LEED Gold provides this confidence in a simple, recognizable way.

The Systems Guests Do Not See, but Feel Every Day

A good building should not constantly remind you how technically advanced it is. It should simply work.

At Novotel Tallinn, many important systems operate quietly in the background: solar panels, geothermal piles for heating, heat recovery ventilation, energy-efficient floor heating, modern cooling systems, and water-saving sanitary appliances.

These are not decorative “green” features. They are practical engineering solutions that help the building use energy and water more efficiently every day.

The hotel also uses a diesel-free backup power system based on battery storage. Instead of a traditional diesel generator, the system starts instantly during power interruptions and supports critical systems, such as fire safety and key engineering equipment.

For guests, this may never become visible. And that is the point. Reliability, safety, and comfort should work in the background without interrupting the hotel experience.

Sustainability Should Feel Like Comfort

For many people, sustainability still sounds like a technical topic. Certificates, standards, systems, audits.

But inside a hotel, sustainability should feel much simpler. It should feel like comfort.

It is the air in the room. The stable temperature. The feeling that the building is quiet and reliable. The sense that everything works without effort.

Material choices and indoor climate systems also played a significant role in the project. The focus was on responsible material choices, proper management of construction waste, and technical solutions that support a stable indoor environment.

These may not be the most visible parts of the building for guests, but they strongly influence how the building feels — the air, temperature and overall quality of the stay.

Why It Matters for the Hotel Market

In today’s hotel market, location and design are no longer enough to stand out.

Travelers increasingly look at how responsibly a hotel is built and operated. Corporate clients care where their employees stay. International partners often expect clear sustainability standards, not just general promises.

For Novotel Tallinn, LEED Gold strengthens the hotel’s position among international guests, corporate clients and long-stay residents. It shows that the building was developed with efficiency, comfort, and long-term performance in mind.

Sustainability work also continues during hotel operations, as Novotel Tallinn has received the Green Key certificate.

Together, these certifications send a clear message: this is not just a new hotel in a good location. This building was developed in accordance with recognized international standards.

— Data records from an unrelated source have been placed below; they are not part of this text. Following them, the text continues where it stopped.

PR #166, opened 2020-04-13
Replaced sieve with seg sieve

Chillee:
I've asked Jakob Kogler about the license, and he's fine with CC0.

Can sieve up to `1e9` in ~1.3 seconds (including on CF), while current KACTL sieve takes ~5.5 seconds.


content/number-theory/eratosthenes.h
```diff
@@ -1,22 +1,39 @@
...
+	}
+	for (int l = 1; l <= h; l += S) {
+		array<bool, S> block{};
+		trav(i, cp) {
+			int idx = i[1];
+			for (; idx < S; idx += i[0]) block[idx] = true;
+			i[1] = idx - S;
+		}
+		rep(i,0,min(S, h - l))
+			if (!block[i]) pr.push_back((l + i) * 2 + 1);
```
simonlindholm, line 36: I guess adding an isprime char array and setting isprime[...] = 1 here wouldn't lose too much performance, though it would be bad for memory usage...

content/number-theory/eratosthenes.h
```diff
@@ -1,22 +1,39 @@
...
-		for (int j = i*i; j < lim; j += i*2) isprime[j] = 0;
-	vi pr;
-	rep(i,2,lim) if (isprime[i]) pr.push_back(i);
+const int LIM = 1e6;
+vi eratosthenes() {
+	const int S = round(sqrt(LIM)), h = (LIM - 1) / 2;
+	vi pr({2}), sieve(S + 1);
+	vector<array<int, 2>> cp;
+	for (int i = 3; i < S; i += 2) {
+		if (sieve[i]) continue;
```
simonlindholm, line 24:
```
for (...) if (...) {
}
```

content/number-theory/eratosthenes.h
```diff
@@ -1,22 +1,39 @@
...
-bitset<MAX_PR> isprime;
-vi eratosthenesSieve(int lim) {
-	isprime.set(); isprime[0] = isprime[1] = 0;
-	for (int i = 4; i < lim; i += 2) isprime[i] = 0;
-	for (int i = 3; i*i < lim; i += 2) if (isprime[i])
-		for (int j = i*i; j < lim; j += i*2) isprime[j] = 0;
-	vi pr;
-	rep(i,2,lim) if (isprime[i]) pr.push_back(i);
+const int LIM = 1e6;
+vi eratosthenes() {
```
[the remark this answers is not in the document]
Chillee: It's not a huge amount of performance but it's like ~10% or so.

content/number-theory/eratosthenes.h
Chillee: Pretty much negligible performance drop AFAICT.

content/number-theory/eratosthenes.h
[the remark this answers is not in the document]
Chillee: What's the reasoning behind wanting LIM as a parameter?

content/number-theory/eratosthenes.h
```diff
@@ -1,22 +1,39 @@
...
+	const int S = round(sqrt(LIM)), h = (LIM - 1) / 2;
```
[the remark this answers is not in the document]
Chillee: This doesn't throw `-Wconversion warnings` for me.

content/number-theory/Eratosthenes.h
```diff
@@ -0,0 +1,36 @@
...
+ *
+ * Benchmark can be found here: https://ideone.com/e7TbX4
+ */
+#pragma once
+
+const int LIM = 1e6;
+bitset<LIM> isPrime;
+vi eratosthenes() {
+	const int S = round(sqrt(LIM)), R = LIM / 2;
+	vi pr({2}), sieve(S + 1); pr.reserve(LIM / (int)log(LIM));
```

A Higher Benchmark for Estonia

Hotels have operated every day for decades. That means decisions made during design and construction have a long-term impact on guests, operators, the city, and the environment.

Novotel Tallinn shows that Estonia can deliver hospitality projects at this international level.

For Estmak Capital, the goal was not only to complete another development project. The goal was to bring the same quality-driven, energy-efficient approach we use in residential, office, and mixed-use developments to the hospitality sector.

And if this raises expectations for future hotel developments in Estonia, that is a good thing.

Because a modern hotel should do more than welcome guests.

It should make them feel they are staying in a building designed for their comfort, safety, and the city’s future.